··· Exercise inputs

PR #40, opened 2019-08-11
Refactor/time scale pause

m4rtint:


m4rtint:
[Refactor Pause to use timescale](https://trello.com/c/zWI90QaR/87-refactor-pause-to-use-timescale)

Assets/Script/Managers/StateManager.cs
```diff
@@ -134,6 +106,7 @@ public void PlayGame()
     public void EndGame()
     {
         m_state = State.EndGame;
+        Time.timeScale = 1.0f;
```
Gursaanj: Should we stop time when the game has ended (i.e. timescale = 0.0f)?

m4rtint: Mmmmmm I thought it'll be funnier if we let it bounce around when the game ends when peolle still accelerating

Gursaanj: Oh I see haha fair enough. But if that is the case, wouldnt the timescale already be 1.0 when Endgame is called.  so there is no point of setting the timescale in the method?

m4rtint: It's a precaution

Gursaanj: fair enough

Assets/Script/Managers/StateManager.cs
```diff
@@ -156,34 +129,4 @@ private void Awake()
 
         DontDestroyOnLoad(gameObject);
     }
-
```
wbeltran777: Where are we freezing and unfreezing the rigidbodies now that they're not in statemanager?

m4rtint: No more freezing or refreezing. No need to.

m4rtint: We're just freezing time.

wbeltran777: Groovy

······
··· Exercise inputs

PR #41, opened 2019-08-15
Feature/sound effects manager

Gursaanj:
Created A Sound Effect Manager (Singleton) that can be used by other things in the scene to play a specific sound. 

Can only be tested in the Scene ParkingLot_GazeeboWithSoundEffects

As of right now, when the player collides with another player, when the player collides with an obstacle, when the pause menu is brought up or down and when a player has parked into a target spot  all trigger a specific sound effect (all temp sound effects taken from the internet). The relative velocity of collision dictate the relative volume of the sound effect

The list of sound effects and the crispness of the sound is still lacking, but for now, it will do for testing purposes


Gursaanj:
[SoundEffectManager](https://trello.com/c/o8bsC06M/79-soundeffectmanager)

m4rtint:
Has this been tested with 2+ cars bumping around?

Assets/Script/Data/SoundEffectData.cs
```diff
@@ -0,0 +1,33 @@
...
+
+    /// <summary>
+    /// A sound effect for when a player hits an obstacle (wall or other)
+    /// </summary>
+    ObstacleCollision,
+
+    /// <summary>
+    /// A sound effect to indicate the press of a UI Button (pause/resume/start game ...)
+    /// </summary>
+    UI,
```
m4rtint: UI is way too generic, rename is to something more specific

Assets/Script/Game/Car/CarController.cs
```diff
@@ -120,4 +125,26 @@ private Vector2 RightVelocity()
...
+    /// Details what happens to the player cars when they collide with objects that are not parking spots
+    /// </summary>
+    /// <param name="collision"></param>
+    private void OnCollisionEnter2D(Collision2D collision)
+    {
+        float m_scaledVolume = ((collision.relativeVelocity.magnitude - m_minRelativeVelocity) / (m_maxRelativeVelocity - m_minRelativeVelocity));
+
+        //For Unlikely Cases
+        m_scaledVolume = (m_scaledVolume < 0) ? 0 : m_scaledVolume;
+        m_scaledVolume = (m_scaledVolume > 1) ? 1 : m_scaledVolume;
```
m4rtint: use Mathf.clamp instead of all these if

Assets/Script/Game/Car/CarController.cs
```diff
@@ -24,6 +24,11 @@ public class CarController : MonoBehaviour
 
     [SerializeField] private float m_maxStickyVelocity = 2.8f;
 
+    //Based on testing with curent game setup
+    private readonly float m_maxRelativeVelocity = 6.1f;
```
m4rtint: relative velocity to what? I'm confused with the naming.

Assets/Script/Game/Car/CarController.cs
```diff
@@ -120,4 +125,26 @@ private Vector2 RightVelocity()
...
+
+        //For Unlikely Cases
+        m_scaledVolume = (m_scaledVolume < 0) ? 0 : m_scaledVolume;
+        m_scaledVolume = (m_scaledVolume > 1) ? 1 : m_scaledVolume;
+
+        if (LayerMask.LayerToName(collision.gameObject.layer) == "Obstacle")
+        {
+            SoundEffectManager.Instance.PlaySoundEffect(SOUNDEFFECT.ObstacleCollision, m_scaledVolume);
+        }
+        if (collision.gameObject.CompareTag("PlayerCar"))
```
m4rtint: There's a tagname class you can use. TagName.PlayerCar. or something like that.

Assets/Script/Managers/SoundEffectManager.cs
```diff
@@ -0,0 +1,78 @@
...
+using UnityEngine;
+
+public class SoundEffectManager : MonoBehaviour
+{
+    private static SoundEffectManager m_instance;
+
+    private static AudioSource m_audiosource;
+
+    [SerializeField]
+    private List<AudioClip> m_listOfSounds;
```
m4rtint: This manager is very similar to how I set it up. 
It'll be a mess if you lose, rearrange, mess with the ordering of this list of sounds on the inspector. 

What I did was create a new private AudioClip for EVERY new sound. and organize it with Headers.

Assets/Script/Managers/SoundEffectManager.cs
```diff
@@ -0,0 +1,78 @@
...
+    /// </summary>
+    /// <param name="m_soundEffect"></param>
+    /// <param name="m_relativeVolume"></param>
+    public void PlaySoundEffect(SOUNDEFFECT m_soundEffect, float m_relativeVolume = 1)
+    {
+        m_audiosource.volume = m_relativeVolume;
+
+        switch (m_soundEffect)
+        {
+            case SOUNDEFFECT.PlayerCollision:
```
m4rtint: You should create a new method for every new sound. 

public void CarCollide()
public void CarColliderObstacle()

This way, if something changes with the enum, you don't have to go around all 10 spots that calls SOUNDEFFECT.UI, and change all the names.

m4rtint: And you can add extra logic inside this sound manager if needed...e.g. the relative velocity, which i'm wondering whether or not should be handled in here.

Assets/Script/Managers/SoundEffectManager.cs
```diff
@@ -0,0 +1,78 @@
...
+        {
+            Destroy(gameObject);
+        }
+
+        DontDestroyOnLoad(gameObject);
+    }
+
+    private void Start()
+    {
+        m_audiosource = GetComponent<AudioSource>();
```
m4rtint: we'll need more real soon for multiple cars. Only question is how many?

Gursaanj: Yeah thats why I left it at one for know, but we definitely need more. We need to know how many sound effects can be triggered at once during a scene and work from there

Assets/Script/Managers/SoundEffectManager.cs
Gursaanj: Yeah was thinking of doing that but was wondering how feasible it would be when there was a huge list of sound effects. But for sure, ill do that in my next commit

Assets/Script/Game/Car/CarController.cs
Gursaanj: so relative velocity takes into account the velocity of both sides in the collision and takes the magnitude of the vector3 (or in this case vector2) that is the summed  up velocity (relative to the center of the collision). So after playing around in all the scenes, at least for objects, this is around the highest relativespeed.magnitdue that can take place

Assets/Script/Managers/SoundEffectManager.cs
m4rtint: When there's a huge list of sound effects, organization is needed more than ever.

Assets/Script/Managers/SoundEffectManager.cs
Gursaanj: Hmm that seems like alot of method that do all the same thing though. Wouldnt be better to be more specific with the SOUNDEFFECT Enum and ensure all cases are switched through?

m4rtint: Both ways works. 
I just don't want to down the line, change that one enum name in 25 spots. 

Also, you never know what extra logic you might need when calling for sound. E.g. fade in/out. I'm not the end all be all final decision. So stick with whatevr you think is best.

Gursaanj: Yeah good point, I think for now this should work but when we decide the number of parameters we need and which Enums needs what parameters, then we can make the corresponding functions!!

······

The listing above holds a line with "I just don't" and a line with "Gursaanj: Yeah good". Print the stretch from the first through the second, exactly and alone.

I just don't want to down the line, change that one enum name in 25 spots. 

Also, you never know what extra logic you might need when calling for sound. E.g. fade in/out. I'm not the end all be all final decision. So stick with whatevr you think is best.

Gursaanj: Yeah good point, I think for now this should work but when we decide the number of parameters we need and which Enums needs what parameters, then we can make the corresponding functions!!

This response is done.